Medios Technologies, Remidio Innovative Solutions, Singapore.
Remidio Innovative Solutions Inc, Glen Allen VA, Virginia, USA
BMJ Open. 2024 Sep 5;14(9):e081398. doi: 10.1136/bmjopen-2023-081398.
Despite global research on early detection of age-related macular degeneration (AMD), not enough is being done for large-scale screening. Automated analysis of retinal images captured via smartphone presents a potential solution; however, to our knowledge, such an artificial intelligence (AI) system has not been evaluated. The study aimed to assess the performance of an AI algorithm in detecting referable AMD on images captured on a portable fundus camera.
DESIGN, SETTING: A retrospective image database from the Age-Related Eye Disease Study (AREDS) and target device was used.
The algorithm was trained on two distinct data sets with macula-centric images: initially on 108,251 images (55% referable AMD) from AREDS and then fine-tuned on 1108 images (33% referable AMD) captured on Asian eyes using the target device. The model was designed to indicate the presence of referable AMD (intermediate and advanced AMD). Following the first training step, the test set consisted of 909 images (49% referable AMD). For the fine-tuning step, the test set consisted of 238 (34% referable AMD) images. The reference standard for the AREDS data set was fundus image grading by the central reading centre, and for the target device, it was consensus image grading by specialists.
Area under receiver operating curve (AUC), sensitivity and specificity of algorithm.

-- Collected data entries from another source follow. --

PR #28, opened 2022-11-18
feat: store and upload list with pagination support

### LINKED ISSUE #16: Add store/list cursor for pagination
Follow up from https://github.com/web3-storage/upload-api/pull/14 to allow pagination

vasco-santos:
Adds pagination for `store/list` and `upload/list` relying on a `cursor` and `size` capability invocation parameters.

Updates `access-client` to 6.0.0 https://github.com/web3-storage/w3protocol/releases/tag/access-v6.0.0 . Most notably, account was renamed to space and these changes are reflected here as well

Needs:
- [x] https://github.com/web3-storage/w3protocol/pull/184 - note that CI is green if locally we npm link dependency. This is because types are not generated with current dependency

Closes #16


alanshaw (approved):
The change here looks good to me, but I think we want the items to be ordered by the datetime they were added...right?

alanshaw:
https://docs.aws.amazon.com/amazondynamodb/latest/developerguide/SecondaryIndexes.html

Maybe a local secondary? https://docs.aws.amazon.com/amazondynamodb/latest/developerguide/LSI.html

vasco-santos:
@alanshaw good shout. I did not know about these local indexes but looks like we should add them. It is also super easy to use with https://docs.aws.amazon.com/AWSJavaScriptSDK/v3/latest/clients/client-dynamodb/interfaces/querycommandinput.html#indexname

I am merging this and add in new PR, given this PR just paginates list and does not take into account sorting functionality

PR #30, opened 2022-11-18
feat: deploy to custom domain up.web3.storage

olizilla:
Adds custom domain config to api definition per https://docs.sst.dev/constructs/Api#customdomain

Adds `HOSTED_ZONE` env var. the value should match a hosted zone configured in route53 that your aws account has access to.

## TO DONE

- [x] Create hosted zone for `up.web3.storage` on route53
- [x] Add NS records to web3.storage zone on cloudflare to point `up.web3.storage` to route53
- [x] Update `HOSTED_ZONE=up.web3.storage` on seed.run

License: MIT

### DIFF
--- a/.env.tpl
+++ b/.env.tpl
@@ -1,1 +1,5 @@
 # These variables are only available in your SST code.
+
+# uncomment to try out deploying the api under a custom domain.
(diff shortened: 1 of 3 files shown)


vasco-santos (approved):
LGTM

Before fine-tuning, the deep learning (DL) algorithm exhibited a test set (from AREDS) sensitivity of 93.48% (95% CI: 90.8% to 95.6%), specificity of 82.33% (95% CI: 78.6% to 85.7%) and AUC of 0.965 (95% CI:0.95 to 0.98). After fine-tuning, the DL algorithm displayed a test set (from the target device) sensitivity of 91.25% (95% CI: 82.8% to 96.4%), specificity of 84.18% (95% CI: 77.5% to 89.5%) and AUC 0.947 (95% CI: 0.911 to 0.982).
The DL algorithm shows promising results in detecting referable AMD from a portable smartphone-based imaging system. This approach can potentially bring effective and affordable AMD screening to underserved areas.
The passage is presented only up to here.